(DATASET SECTION begins)

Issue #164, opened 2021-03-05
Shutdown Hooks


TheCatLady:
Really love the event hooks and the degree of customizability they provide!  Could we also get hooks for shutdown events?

(DATASET SECTION ends)

TASK BRIEF — All of the data, start to finish: please output it exactly.

THE ANSWER —
Issue #164, opened 2021-03-05
Shutdown Hooks


TheCatLady:
Really love the event hooks and the degree of customizability they provide!  Could we also get hooks for shutdown events?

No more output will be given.